Content starts
PR #13412, opened 2023-01-18
Fix sonic-slave-* build errors about sudo command not found

liushilongbuaa:
#### Why I did it
issue https://github.com/sonic-net/sonic-buildimage/issues/13395
1. Fix a bug about sudo failure.
```
/usr/local/share/buildinfo/scripts/buildinfo_base.sh: line 24: sudo: command not found
```
2. Fix an issue about warning message.
```
./scripts/run_with_retry: line 4: [: : integer expression expected
```

- [ ] 201811
- [ ] 201911
- [ ] 202006
- [ ] 202012
- [ ] 202106
- [ ] 202111
- [ ] 202205
- [ ] 202211

### DIFF
--- a/scripts/run_with_retry
+++ b/scripts/run_with_retry
@@ -1,7 +1,9 @@
 #!/bin/bash
 
 run_with_retry(){
+    # set default value and change invalid param input to 0
     (( SONIC_BUILD_RETRY_COUNT > 0 )) || SONIC_BUILD_RETRY_COUNT=0
+    (( SONIC_BUILD_RETRY_INTERVAL > 0 )) || SONIC_BUILD_RETRY_INTERVAL=0
     [[ "$*" == "" ]] && { echo "run_with_retry: input command can't be empty." 1>&2;exit 1; }
     for ((i=0; i<=$SONIC_BUILD_RETRY_COUNT; i++))
     do
--- a/scripts/run_with_retry
+++ b/scripts/run_with_retry
@@ -3,7 +3,7 @@
 run_with_retry(){
     # set default value and change invalid param input to 0
     (( SONIC_BUILD_RETRY_COUNT > 0 )) || SONIC_BUILD_RETRY_COUNT=0
-    (( SONIC_BUILD_RETRY_INTERVAL > 0 )) || SONIC_BUILD_RETRY_INTERVAL=0
+    (( SONIC_BUILD_RETRY_INTERVAL > 0 )) || SONIC_BUILD_RETRY_INTERVAL=600
     [[ "$*" == "" ]] && { echo "run_with_retry: input command can't be empty." 1>&2;exit 1; }
     for ((i=0; i<=$SONIC_BUILD_RETRY_COUNT; i++))
     do
--- a/scripts/run_with_retry
+++ b/scripts/run_with_retry
@@ -1,7 +1,7 @@
 #!/bin/bash
 
 run_with_retry(){
-    [ "$SONIC_BUILD_RETRY_COUNT" -gt 0 ] || SONIC_BUILD_RETRY_COUNT=0
+    (( SONIC_BUILD_RETRY_COUNT > 0 )) || SONIC_BUILD_RETRY_COUNT=0
     [[ "$*" == "" ]] && { echo "run_with_retry: input command can't be empty." 1>&2;exit 1; }
     for ((i=0; i<=$SONIC_BUILD_RETRY_COUNT; i++))
     do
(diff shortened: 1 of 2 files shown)


src/sonic-build-hooks/scripts/buildinfo_base.sh
```diff
@@ -15,26 +15,27 @@ REPR_MIRROR_URL_PATTERN='http:\/\/packages.trafficmanager.net\/'
...
+fi
+
 if [ -e /vcache ]; then
 	PKG_CACHE_PATH=/vcache/${IMAGENAME}
 else
 	PKG_CACHE_PATH=/sonic/target/vcache/${IMAGENAME}
 fi
 PKG_CACHE_FILE_NAME=${PKG_CACHE_PATH}/cache.tgz
-sudo chown $USER $(dirname $PKG_CACHE_PATH)
+$SUDO chown $USER $(dirname $PKG_CACHE_PATH)
```
nazariig, line 31: @liushilongbuaa do we need to put it AFTER `mkdir`?

nazariig (changes requested):

src/sonic-build-hooks/scripts/buildinfo_base.sh
liushilongbuaa: fixed.

scripts/run_with_retry
```diff
@@ -1,7 +1,7 @@
 #!/bin/bash
 
 run_with_retry(){
-    [ "$SONIC_BUILD_RETRY_COUNT" -gt 0 ] || SONIC_BUILD_RETRY_COUNT=0
+    (( SONIC_BUILD_RETRY_COUNT > 0 )) || SONIC_BUILD_RETRY_COUNT=0
```
nazariig, line 4: @liushilongbuaa IMHO, this is a bad design. Here we are hiding an active build configuration from user, plus some potential issues (e.g., invalid param input). I would recommend adding these params (both `SONIC_BUILD_RETRY_COUNT` and `SONIC_BUILD_RETRY_INTERVAL`) to the `rules/config`.

Another option is:
```bash
SONIC_BUILD_RETRY_COUNT="${SONIC_BUILD_RETRY_COUNT:-0}"
SONIC_BUILD_RETRY_INTERVAL="${SONIC_BUILD_RETRY_INTERVAL:-600}"
```

Please check:
1. `sonic-net/sonic-buildimage/.azure-pipelines/template-variables.yml`
2. `sonic-net/sonic-buildimage/Makefile.work`
3. `sonic-net/sonic-buildimage/slave.mk`
4. `sonic-net/sonic-buildimage/rules/config`

nazariig (changes requested):

scripts/run_with_retry
liushilongbuaa: If we put it in rules/config, the change in Makefile seems to be heavy. We need to include rules/config and export variables.
It is not a SONiC related config. It is a build related config. We want to improve PR checks build success rate. I think it is not neccessary to put it in rules/config.

liushilongbuaa: If input is string. Line 4 will change it to 0.
SONIC_BUILD_RETRY_COUNT="${SONIC_BUILD_RETRY_COUNT:-0}"   this format will keep string variable.

liushilongbuaa: https://github.com/sonic-net/sonic-buildimage/pull/12325/files
This change didn't touch slave.mk and Makefile.work

nazariig: > If input is string. Line 4 will change it to 0. SONIC_BUILD_RETRY_COUNT="${SONIC_BUILD_RETRY_COUNT:-0}" this format will keep string input.

Exactly. As i wrote above - we are hiding an issues from user (e.g., expected integer - provided string).
Do we really want to do that?

nazariig: @liushilongbuaa got your point

nazariig (approved):

scripts/run_with_retry
liushilongbuaa: Developer maybe don't need this feature, because it will take long time to retry. But it will be good to PR validation and official build.

xumia (approved):

liat-grozovik:
@xumia as this is a blocking issue on  many builds we should take it as is but I think @nazariig  has a good point and suggest to re evaluate the fix moving forward.

liushilongbuaa:
@liat-grozovik , Thanks for merging it.
FYI. It is not blocking issue. If someone is debugging build break, this PR maybe don't help.

PR #13452, opened 2023-01-20
[202205] Update BRCM SAI version to 7.1.32.4

tjchadaga:
#### Why I did it
To pick up the below DNX fixes:
1. CS00012275689: DSCP->TC and TC->QUEUE mappings are not happening for packets received on LAG ports (SONIC-69367)
2. CS00012277618: Crash in _brcm_sai_dnx_irpp_port_core_get (SONIC-70001)

#### How I did it
Updated SAI branch with the above fixes

#### How to verify it
Ran basic sonic-mgmt tests with the SAI debian on XGS and DNX platforms

- [ ] 201811
- [ ] 201911
- [ ] 202006
- [ ] 202012
- [ ] 202106
- [ ] 202111
- [ ] 202205
- [ ] 202211


vmittal-msft (approved):

lguohan:
are we updating xgs/dnx sai at the same time now?

gechiang (approved):

gechiang:
> are we updating xgs/dnx sai at the same time now?

This change is applicable to DNX only so as far as XGS is concerned it is still the same as the previous version.
I think it may be better to keep both version the same even though there are no changes.  We should only make it different if there is a need to make it different.

arlakshm (approved):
Content ends
§ ACTION ITEM:
Look above for the line containing "for merging it.", then transcribe it and all lines after it through the last, exactly and with nothing else.

§ EXERCISE RESPONSE:
@liat-grozovik , Thanks for merging it.
FYI. It is not blocking issue. If someone is debugging build break, this PR maybe don't help.

PR #13452, opened 2023-01-20
[202205] Update BRCM SAI version to 7.1.32.4

tjchadaga:
#### Why I did it
To pick up the below DNX fixes:
1. CS00012275689: DSCP->TC and TC->QUEUE mappings are not happening for packets received on LAG ports (SONIC-69367)
2. CS00012277618: Crash in _brcm_sai_dnx_irpp_port_core_get (SONIC-70001)

#### How I did it
Updated SAI branch with the above fixes

#### How to verify it
Ran basic sonic-mgmt tests with the SAI debian on XGS and DNX platforms

- [ ] 201811
- [ ] 201911
- [ ] 202006
- [ ] 202012
- [ ] 202106
- [ ] 202111
- [ ] 202205
- [ ] 202211


vmittal-msft (approved):

lguohan:
are we updating xgs/dnx sai at the same time now?

gechiang (approved):

gechiang:
> are we updating xgs/dnx sai at the same time now?

This change is applicable to DNX only so as far as XGS is concerned it is still the same as the previous version.
I think it may be better to keep both version the same even though there are no changes.  We should only make it different if there is a need to make it different.

arlakshm (approved):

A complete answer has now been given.